More on the PowerPC 970
functor writes "Ars Technica's Jon Stokes has a treatise up covering the microarchitecture of the high-performance 64-bit PowerPC 970 microprocessor, due to be released by the end of the year, that goes over in detail how this chip is put together, and how we can expect it to perform. This is the follow-up to Stokes' article detailing the PPC 970's design philosophy. 'It appears to hold quite a bit of promise in bolstering Apple's currently almost obsolescent product line, and it appears to have been designed explictly to fulfil Apple's requirements.
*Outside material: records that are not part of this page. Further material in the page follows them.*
PR #12317, opened 2024-03-23
fix: deterministic order of effective payer numbers

### LINKED ISSUE #12300: (0.48) `TransferWithCustomFractionalFees` ISS
### Description

We have seen an ISS isolated to the records FCQ that appears to be correlated to the `TransferWithCustomFractionalFees` suite ([here](https://github.com/hashgraph/hedera-services/actions/runs/8370825854/job/22918990506?pr=12168)).

### Steps to reproduce

Rerun CI.

### Additional context

_No response_

### Hedera network

other

### Version

`develop`

### Operating system

None

tinker-michaelj:
**Description**:
 - Closes #12300 
 - Replaces `Map.copyOf()` with `LinkedHashMap::new`, as the `ImmutableCollections.MapN` returned by the former has an [intentionally random iterator](https://github.com/openjdk/jdk/blob/master/src/java.base/share/classes/java/util/ImmutableCollections.java#L1266). 🤯 
     * This made the order of effective payer numbers for a fractional fee with multiple receivers non-deterministic.

### DIFF
--- a/hedera-node/hedera-token-service-impl/src/main/java/com/hedera/node/app/service/token/impl/handlers/transfer/customfees/AssessmentResult.java
+++ b/hedera-node/hedera-token-service-impl/src/main/java/com/hedera/node/app/service/token/impl/handlers/transfer/customfees/AssessmentResult.java
@@ -54,7 +54,11 @@ public class AssessmentResult {
             final List<TokenTransferList> inputTokenTransfers, final List<AccountAmount> inputHbarTransfers) {
         mutableInputBalanceAdjustments = buildFungibleTokenTransferMap(inputTokenTransfers);
         immutableInputTokenAdjustments = Collections.unmodifiableMap(mutableInputBalanceAdjustments.entrySet().stream()
-                .collect(Collectors.toMap(Map.Entry::getKey, entry -> Map.copyOf(entry.getValue()))));
+                .collect(Collectors.toMap(
+                        Map.Entry::getKey,
+                        entry -> new LinkedHashMap<>(entry.getValue()),
+                        (a, b) -> a,
+                        LinkedHashMap::new)));
 
         immutableInputHbarAdjustments = buildHbarTransferMap(inputHbarTransfers);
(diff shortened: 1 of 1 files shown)


hedera-node/hedera-token-service-impl/src/main/java/com/hedera/node/app/service/token/impl/handlers/transfer/customfees/AssessmentResult.java
```diff
@@ -54,7 +54,11 @@ public AssessmentResult(
             final List<TokenTransferList> inputTokenTransfers, final List<AccountAmount> inputHbarTransfers) {
         mutableInputBalanceAdjustments = buildFungibleTokenTransferMap(inputTokenTransfers);
         immutableInputTokenAdjustments = Collections.unmodifiableMap(mutableInputBalanceAdjustments.entrySet().stream()
-                .collect(Collectors.toMap(Map.Entry::getKey, entry -> Map.copyOf(entry.getValue()))));
+                .collect(Collectors.toMap(
+                        Map.Entry::getKey,
+                        entry -> new LinkedHashMap<>(entry.getValue()),
```
netopyr, line 59: This will create a modifiable `Map`. Is this okay?

netopyr (approved):

Neeharika-Sompalli (approved):
LGTM ! tyvm @tinker-michaelj

hedera-node/hedera-token-service-impl/src/main/java/com/hedera/node/app/service/token/impl/handlers/transfer/customfees/AssessmentResult.java
tinker-michaelj: Note this is wrapped in in `Collections.unmodifiableMap()`.

netopyr: Only the "outer" `Map` is wrapped. The "inner" `Map`s, created by `entry -> new LinkedHashMap<>(entry.getValue())`, are still modifiable.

To say the least, the second half of this year looks to be pretty interesting as Apple's product line promises to become competitive performance-wise with IA-32 and x86-64-based PCs again.''
This is still a PPC chip. No changes to programs are necessary for them to run on it. The only change that will have to be made is if a software vendor decides to run in 64-bit mode which many don't have to do. Performance of the new chip is not dependent on whether the program runs at 32 or 64 bits. This is not a migration like moving from the 680x0 line of processors to the PPC which was an overall change in architecture.
They can't make the FSB DDR or QDR without appropriate support from the processor, and that's exactly what they haven't been getting from Moto.
As Nethack would say, "Ugh! This meat is tainted!"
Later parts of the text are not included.